PR #290, opened 2026-08-26
fix(client): reuse a single NodeLog per Trajectory instead of leaking one per call

### LINKED ISSUE #289: bug: Python Client SDK (trajectory_client.py) leaks SQLite connection handles on every public operation
## What happened

In `client/python/trajectory_client.py`, every public helper function (`project`, `seal_decision`, `exec_tool`, `commit_step`, and `resume`) instantiates a new `NodeLog(trajectory.db_path)` or `NodeLog(db_path)` inline without closing the connection or managing its lifecycle.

▬▬▬▬▬▬

▶ _WHAT THE TASK ASKS_: Each line from the one containing "## What happened" down to the last line of the material above is to be transcribed exactly, with nothing else included.

▶ _RESPONSE TO THIS EXERCISE_:
## What happened

In `client/python/trajectory_client.py`, every public helper function (`project`, `seal_decision`, `exec_tool`, `commit_step`, and `resume`) instantiates a new `NodeLog(trajectory.db_path)` or `NodeLog(db_path)` inline without closing the connection or managing its lifecycle.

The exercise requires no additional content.